[[ Exercise data, beginning ]]

Issue #5043, opened 2020-11-16
Chorus fruit and ender pearls should teleport the player off of rideable mobs


PureTryOut:
Client version: 1.12.2
Server OS: Linux
Cuberite Commit id: a0afd132330ab538848d5ac263c021c1247fd688

### Expected behavior
Throwing an ender pearl or eating chorus fruit should teleport a player off a rideable mob like a horse or a pig.

### Actual behavior
This doesn't happen, the player stays mounted.

### Steps to reproduce the behavior
Throw an ender pearl while riding a horse.

PR #5179, opened 2021-04-07
Teleport off of mount when throwing enderpearl

tympaniplayer:
Here is a fix for #5043 but only the enderpearl. This doesn't do anything with the chorusfruit problem. My day job is managed code, so there may be some weird c++ smells in here. Please let me know if you see anything like that.

### DIFF
--- a/src/Entities/Player.h
+++ b/src/Entities/Player.h
@@ -604,7 +604,7 @@ public:
 	// cEntity overrides:
 	virtual void AttachTo(cEntity * a_AttachTo) override;
 	virtual void Detach(void) override;
-	virtual void Detach(bool isTeleporting);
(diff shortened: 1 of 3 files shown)


src/Entities/Player.h
```diff
@@ -604,6 +604,7 @@ class cPlayer:
 	// cEntity overrides:
 	virtual void AttachTo(cEntity * a_AttachTo) override;
 	virtual void Detach(void) override;
+	virtual void Detach(bool isTeleporting);
```
bearbin, line 607: This should be `a_IsTeleporting`

bearbin (commented):
Aside from one name, looks good.

bearbin (approved):

PR #5182, opened 2021-04-10
2021-04 Cumulative Quality Rollup for Cuberite

tigerw:
* Fix sending incorrect date values on world change
* Fall particles: check for valid Y
* Fix block break particles
* Streamline player abilities handling
* Update entity sizes
* Fix incorrect name in deserialiser for zombie pigmen
* Remove unused GetClassStatic in cWorld
* Unify multiprotocol entity animations
* Improve bed handling robustness
* Fix thrown snowball/egg hit animations
* Add magical critical effect
* Add animations for shield/item block & break
* More cProtocol cleanup
* cPlayer: move some constants out of header
* Thrown potions/enderpearls: cleanup
* Hoppers: use 'locked' bit in meta
* Implement random ticks more faithfully

### DIFF
--- a/src/Protocol/Protocol_1_9.cpp
+++ b/src/Protocol/Protocol_1_9.cpp
@@ -367,19 +367,6 @@ void cProtocol_1_9_0::SendEntityPosition(const cEntity & a_Entity)
 
 
 
-void cProtocol_1_9_0::SendEntityStatus(const cEntity & a_Entity, char a_Status)
-{
-	ASSERT(m_State == 3);  // In game mode?
-
-	cPacketizer Pkt(*this, pktEntityStatus);
-	Pkt.WriteBEUInt32(a_Entity.GetUniqueID());
-	Pkt.WriteBEInt8(a_Status);
-}
-
-
-
-
-
 void cProtocol_1_9_0::SendExperienceOrb(const cExpOrb & a_ExpOrb)
 {
 	ASSERT(m_State == 3);  // In game mode?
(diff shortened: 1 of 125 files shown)


12xx12:
On it

src/WorldStorage/NamespaceSerializer.cpp
```diff
@@ -501,7 +501,7 @@ eMonsterType NamespaceSerializer::ToMonsterType(const std::string_view a_ID)
 		{ "zoglin",           mtZoglin },
 		{ "zombie",           mtZombie },
 		{ "zombie_horse",     mtZombieHorse },
-		{ "zombie_pigman",    mtZombiePigman },
+		{ "zombified_piglin", mtZombiePigman },
```
12xx12, line 504: this was intended to provide support for old save files. the other version is further up/down

src/Protocol/Protocol_1_9.cpp
```diff
@@ -51,9 +51,11 @@ Implements the 1.9 protocol classes:
...
 
 
-/** Value for main hand in Hand parameter for Protocol 1.9. */
-static const UInt32 MAIN_HAND = 0;
-static const UInt32 OFF_HAND = 1;
+// Value for main hand in Hand parameter for Protocol 1.9.
+#define MAIN_HAND 0
+
+// Value for left hand in MainHand parameter for Protocol 1.9.
+#define LEFT_HAND 0
```
12xx12, line 58: Is this intended to be the same value?

src/WorldStorage/NamespaceSerializer.cpp
tigerw: I see a "PigZombie" mapping. Were we saving as "zombie_pigman" before?

src/Protocol/Protocol_1_9.cpp
tigerw: Yeah, the first is for main/offhand attack, second is for the left handed player/right handed player setting.

src/WorldStorage/NamespaceSerializer.cpp
12xx12: Just in case someone tried to load a map from a version that uses the name

12xx12: So I'd suggest keeping both

tigerw: Done

12xx12 (approved):

12xx12:
I only saw the zombie pigman change in the last update - is that right?

tigerw:
Many thanks, yes, only changed NamespaceSerializer.cpp.

PR #5194, opened 2021-04-17
Added y bounds checking for block place operations.

### LINKED ISSUE #5191: API: cPlayer:PlaceBlock negative y pos crashes the server
Server OS: Linux
Cuberite Commit id: 5ae924ec74bab199284c451552040bcc6f39bb3a

### Actual behavior
Server crashes.

Pass a negative number for y pos:
`player:PlaceBlock(100, -100, 100, 1, 1)`

Kiryu144:
Fixes #5191

### DIFF
--- a/src/Entities/Player.cpp
+++ b/src/Entities/Player.cpp
@@ -2333,15 +2333,6 @@ void cPlayer::LoadRank(void)
 
 
 
-bool cPlayer::PlaceBlock(const Vector3i a_Position, BLOCKTYPE a_BlockType, NIBBLETYPE a_BlockMeta)
-{
-	return PlaceBlocks({ { a_Position, a_BlockType, a_BlockMeta } });
-}
-
-
-
-
-
 void cPlayer::SendBlocksAround(int a_BlockX, int a_BlockY, int a_BlockZ, int a_Range)
 {
 	// Collect the coords of all the blocks to send:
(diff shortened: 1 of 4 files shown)


src/Entities/Player.cpp
```diff
@@ -789,8 +788,7 @@ void cPlayer::SetBedPos(const Vector3i & a_Pos)
 void cPlayer::SetBedPos(const Vector3i & a_Pos, cWorld * a_World)
 {
 	m_LastBedPos = a_Pos;
-	ASSERT(a_World != nullptr);
-	m_SpawnWorldName = a_World->GetName();
+	m_SpawnWorldName = a_World ? a_World->GetName() : m_World->GetName();
```
Seadragon91, line 791: I don't think that's a good idea. Better would be to change `cWorld * a_World` to `cWorld & a_World`. On lua side if a nil is then passed, it will abort the plugin and shows a stack trace in console instead of a crash of the server.

Kiryu144: Oh well, I actually didn't want this commit to be in this pr. But thanks, I'll have a look into your suggestion!

Seadragon91: Np. You can create a own pr for that.

12xx12:
Hi and welcome to the project. For copyright reasons you need to add yourself to the CONTRIBUTORS file. (And be mentioned in the newsletter when it is released)

bearbin:
@Kiryu144 Just giving you a ping, there are still a few things that need fixing before this can be merged in.

bearbin (approved):

12xx12:
I actually didn't check if this fixes all possible crashes

bearbin:
If it fixes some, still worth merging in :)

tigerw:
these checks should be moved to ManualBindings_World.cpp, the C++ side already does checking at the points of call so cChunkMap omits checks for performance.

12xx12:
The functions in the manual exports of `cWorld` have checks in place.
The functions in question breaking the server are not manually exported. So this seems the best place to check

tigerw:
I've added the manual export.

PR #5199, opened 2021-04-20
Fixing grass not generating below trees

### LINKED ISSUE #5135: Grass is not generated below trees
Client version: x.x.x
Cuberite Commit id: (Found at the top of the server's console output)

### Expected behavior
Grass below trees

### Actual behavior
No grass

I think this is related that the height map includes trees but the generator checks for the block at the top of the height map which is in case of a tree not grass so doesn't plant grass

12xx12:
Fixes #5135

### DIFF
--- a/src/Generating/FinishGen.cpp
+++ b/src/Generating/FinishGen.cpp
@@ -542,6 +542,21 @@ void cFinishGenTallGrass::GenFinish(cChunkDesc & a_ChunkDesc)
 				continue;
 			}
 
+			// Walk below trees:
+			auto BlockBelow = a_ChunkDesc.GetBlockType(x, y - 1, z);
+
+			while (
+				(BlockBelow == E_BLOCK_LEAVES) ||
+				(BlockBelow == E_BLOCK_NEW_LEAVES) ||
+				(BlockBelow == E_BLOCK_LOG) ||
+				(BlockBelow == E_BLOCK_NEW_LOG) ||
+				(BlockBelow == E_BLOCK_AIR)
+			)
+			{
+				y--;
+				BlockBelow = a_ChunkDesc.GetBlockType(x, y - 1, z);
+			}
+
 			// Check if long grass can be placed:
 			if (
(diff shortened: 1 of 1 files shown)


src/Generating/FinishGen.cpp
```diff
@@ -542,6 +542,21 @@ void cFinishGenTallGrass::GenFinish(cChunkDesc & a_ChunkDesc)
...
+			while (
+				(BlockBelow == E_BLOCK_LEAVES) ||
+				(BlockBelow == E_BLOCK_NEW_LEAVES) ||
+				(BlockBelow == E_BLOCK_LOG) ||
+				(BlockBelow == E_BLOCK_NEW_LOG) ||
+				(BlockBelow == E_BLOCK_AIR)
+			)
+			{
+				y--;
+				BlockBelow = a_ChunkDesc.GetBlockType(x, y - 1, z);
```
bearbin, line 557: This needs a bounds check, at least.

bearbin (changes requested):

src/Generating/FinishGen.cpp
12xx12: yeah - you're right

bearbin (approved):

tigerw:
can we re-order the finishers so the grass generator runs before trees are planted?

12xx12:
that would work too

bearbin:
I can imagine there would be weird edge cases doing it the other way too, any particular reason not to do it this way @tigerw?

12xx12:
Negative:
I am not sure what happens if the generator tries to place a tree where already grass is

Positive:
Less performance impact

tigerw:
Performance mainly, ideally we'd reduce Y-major searching because the stride is 256 elements.

bearbin:
I suggest we merge this unless somebody wants to do a performance test then.

tigerw:
OK, I can investigate reordering later then.

PR #5201, opened 2021-04-20
Make Windows go tictictick, not tick. tick. tick.

### LINKED ISSUE #5140: Low TPS on Windows because chrono sleeps too long
Client version: 1.12.2
Server OS: Windows 10 Pro 19042.844 x64

Good day.

After installing a clean server for Windows x64, I found that the TPS does not rise above 16. I tried to build the server from the source code (release version), but I got exactly the same result. Reducing the view distance or disabling monsters and animals did not change the situation.

Screen

The server ran on two computers:
```
Ryzen 5 2600 6C12T 3.8GHz
32GB RAM
NVME SSD

Intel core i5 6500 4C
8GB RAM
SSD
```
Unfortunately, there is no time to check the work on Linux yet.

The following message appears in the server logs when a player spawns, but I'm not sure if it can somehow relate to the problem.
```
[23:05:20] cChunkMap::AddEntity: Entity at 0x2a970282010 (cPlayer, ID 55) spawning in a non-existent chunk.
```

tigerw:
* Fixes #5140

Considered alternatives to increasing system interrupt tick rate:
* timeSetEvent: high accuracy and precision but only when telling it to call a function periodically from its own internal thread. Won't scale to multiple worlds.
* Use waitable timers with CREATE_WAITABLE_TIMER_HIGH_RESOLUTION flag: only available on fairly new version of Windows.
* Busywaiting: would work but we probably don't need _that_ high accuracy.
* PID-esque, dynamic waiting algorithm, ensuring _on average_ we have 20TPS: kinda works, but necessarily meant some ticks waiting less than 50ms (>20TPS) to make the mean time 20. But we have an obligation to plugins that TPS <= 20 in HOOK_WORLD_TICK.

Tradeoff for using `timeBeginPeriod`: changes system-wide tick rate in older versions of Windows, unknown impact on power consumption and performance (more scheduler invocations & overhead?).

Mitigations: apparently really popular function, used in lots of software, so follow the crowd amirite?


bearbin:
The other refactoring caused the build to fail :|

12xx12:
You mean make windows go brrrr 🤦

bearbin:
Well, the windows change looks good. Some of the other refactoring looks fine, some I can't make head nor tail of - if it works properly on all platforms then I guess it's fine to merge in.

tigerw:
I cut pasted a bunch of windows-specific stuff from main.cpp into OSSupport/

PR #5204, opened 2021-04-22
Add HOOK_ENTITY_MOVING

12xx12:
This PR takes over #4190 - I can't push to the original PR.
I think i got the documentation


bearbin (approved):

tigerw:
This is a notification only hook, wouldn't a cancellable one be more useful? Possibly even one that generalises to all entities, along the lines of HOOK_ENTITY_MOVING

tigerw:
It also seems like this will be called every tick, whether the monster moves or not.

bearbin:
Yes, it is effectively a onMonsterTick hook, but since we broadcast the movement packet every tick anyway... it does match up :P

tigerw:
Understood, however BroadcastMovementUpdate does check for zero speed and avoid sending if so.

12xx12:
So new changes are 
- [ ] do this for any entity.
Is it possible to cast to monster (or other) in the lua API or is this covered by the nature of lua not being typed language?
- [ ] verif that the hook is actually only triggered if we move a distance > 0

12xx12:
The hook is now cancelable and denies any motion for the entity which tries to move. 
There are some movements that shouldn't be cancelable so there is a extra parameter for the `SetPosition`- function that skips the hook (used in loading and spawning e.g)

bearbin (approved):

12xx12:
WAIT - i forgot something

bearbin:
I'm not merging, Tiger still has a pending review. You can relax.

tigerw:
I think this hook will have too much of an impact on tick performance. Plugins using it have no choice but to subscribe to every entity on the server (there may be many) with processing done in Lua. Since SetPosition is almost free right now it's called everywhere.

pwnorbitals:
@tigerw do you suggest we completely drop&close this PR or would it be worth to pursue modifications to keep the hook and reduce the impact on tick perf ?

madmaxoft:
I'm with @tigerw here, I don't think this is the right way to handle this. Pretty much every entity is moving most of the time, so the perf impact would be large, with very little benefit.

What is the original usecase for needing this functionality? Can we implement it in another way? Do we really need a hook to be called for every entity on every tick?

PR #415, opened 2026-08-19
feat: estimate cost for usage updates

gilgm12:
## Summary
- fetch OpenAI model pricing and attach estimated USD cost to ACP usage_update events
- support both new and resumed/loaded sessions, baselining resumed cumulative token totals so Superlite can add persisted prior cost without double-counting
- add focused tracker coverage for cumulative deltas and resume baselining

## Verification
- npm exec vitest run src/__tests__/SessionCostTracker.test.ts src/__tests__/CodexACPAgent/token-usage-events.test.ts
- npm run typecheck
- npm run build


gilgm12:
@benbrandt let me know if there's anything else you need from me on this.

Issue #215, opened 2026-06-23
Support ACP session metadata pass-through for Codex threadStart/config


lichao2014:
﻿### Summary

`codex-acp` currently accepts a narrow set of ACP session inputs and maps them into Codex app-server state. For integrations that need per-session behavior, there does not seem to be a documented way to forward metadata such as `systemPrompt`, developer instructions, or arbitrary Codex `threadStart.config` overrides.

[[ Exercise data, end ]]

Find every line of the data above that holds the word "anything", then state how many there are and nothing else.

2